→ Required action: List each line of the data that holds the string "initialization", please.

→ Working data:
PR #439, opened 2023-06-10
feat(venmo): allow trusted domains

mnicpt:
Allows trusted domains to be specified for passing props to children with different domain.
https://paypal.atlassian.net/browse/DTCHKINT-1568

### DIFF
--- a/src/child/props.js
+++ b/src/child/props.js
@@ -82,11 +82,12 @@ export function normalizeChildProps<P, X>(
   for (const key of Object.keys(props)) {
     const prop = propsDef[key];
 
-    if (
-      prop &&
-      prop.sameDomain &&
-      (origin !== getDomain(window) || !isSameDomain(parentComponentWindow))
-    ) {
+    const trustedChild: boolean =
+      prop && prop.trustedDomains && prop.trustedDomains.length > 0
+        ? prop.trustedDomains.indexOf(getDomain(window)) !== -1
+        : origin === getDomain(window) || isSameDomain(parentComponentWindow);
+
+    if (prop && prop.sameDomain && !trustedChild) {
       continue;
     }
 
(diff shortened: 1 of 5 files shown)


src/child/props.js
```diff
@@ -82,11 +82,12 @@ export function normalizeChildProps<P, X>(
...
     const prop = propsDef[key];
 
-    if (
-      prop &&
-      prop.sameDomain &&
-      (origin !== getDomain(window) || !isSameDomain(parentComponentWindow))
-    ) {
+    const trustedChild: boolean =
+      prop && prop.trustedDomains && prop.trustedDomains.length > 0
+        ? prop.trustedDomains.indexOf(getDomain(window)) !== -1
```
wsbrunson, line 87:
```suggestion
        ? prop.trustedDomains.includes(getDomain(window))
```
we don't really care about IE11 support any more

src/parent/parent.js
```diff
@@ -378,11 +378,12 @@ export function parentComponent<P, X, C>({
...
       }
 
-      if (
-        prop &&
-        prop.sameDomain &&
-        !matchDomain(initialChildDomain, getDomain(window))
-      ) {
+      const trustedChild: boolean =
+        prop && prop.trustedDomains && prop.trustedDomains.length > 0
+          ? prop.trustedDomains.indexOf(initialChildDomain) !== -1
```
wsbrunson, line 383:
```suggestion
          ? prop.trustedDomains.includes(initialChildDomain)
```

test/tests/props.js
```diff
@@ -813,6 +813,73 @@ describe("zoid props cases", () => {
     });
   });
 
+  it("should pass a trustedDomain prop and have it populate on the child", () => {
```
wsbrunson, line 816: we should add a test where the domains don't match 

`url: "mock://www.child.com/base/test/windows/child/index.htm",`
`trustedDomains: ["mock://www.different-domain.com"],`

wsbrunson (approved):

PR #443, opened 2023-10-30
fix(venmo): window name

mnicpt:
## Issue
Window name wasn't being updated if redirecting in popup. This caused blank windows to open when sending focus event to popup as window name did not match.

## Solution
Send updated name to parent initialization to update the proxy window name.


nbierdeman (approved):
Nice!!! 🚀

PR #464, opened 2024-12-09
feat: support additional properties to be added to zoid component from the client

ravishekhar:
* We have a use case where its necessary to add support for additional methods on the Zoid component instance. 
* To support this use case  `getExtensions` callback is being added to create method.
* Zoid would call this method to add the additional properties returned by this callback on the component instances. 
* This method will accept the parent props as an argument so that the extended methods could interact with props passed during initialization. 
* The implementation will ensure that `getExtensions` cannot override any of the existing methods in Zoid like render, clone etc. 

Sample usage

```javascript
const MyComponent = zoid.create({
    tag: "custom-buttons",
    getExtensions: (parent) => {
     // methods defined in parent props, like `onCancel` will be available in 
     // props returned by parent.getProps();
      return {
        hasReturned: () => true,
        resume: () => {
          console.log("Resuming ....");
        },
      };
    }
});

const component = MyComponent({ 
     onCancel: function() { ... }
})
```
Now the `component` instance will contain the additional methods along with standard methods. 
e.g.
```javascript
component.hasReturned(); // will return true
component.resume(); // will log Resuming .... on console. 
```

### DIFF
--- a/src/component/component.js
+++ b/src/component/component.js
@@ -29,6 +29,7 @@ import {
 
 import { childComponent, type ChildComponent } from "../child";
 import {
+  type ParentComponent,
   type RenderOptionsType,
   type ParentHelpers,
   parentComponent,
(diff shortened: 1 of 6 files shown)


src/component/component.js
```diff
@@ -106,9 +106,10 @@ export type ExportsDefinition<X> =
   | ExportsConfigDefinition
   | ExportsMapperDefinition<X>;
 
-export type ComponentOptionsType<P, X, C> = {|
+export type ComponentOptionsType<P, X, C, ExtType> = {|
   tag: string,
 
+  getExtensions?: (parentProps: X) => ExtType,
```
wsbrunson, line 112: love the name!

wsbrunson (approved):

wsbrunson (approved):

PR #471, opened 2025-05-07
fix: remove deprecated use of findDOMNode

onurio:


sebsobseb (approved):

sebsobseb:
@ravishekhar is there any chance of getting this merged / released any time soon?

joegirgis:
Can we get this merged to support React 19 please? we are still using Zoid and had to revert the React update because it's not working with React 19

→ Response area:
Send updated name to parent initialization to update the proxy window name.
* This method will accept the parent props as an argument so that the extended methods could interact with props passed during initialization. 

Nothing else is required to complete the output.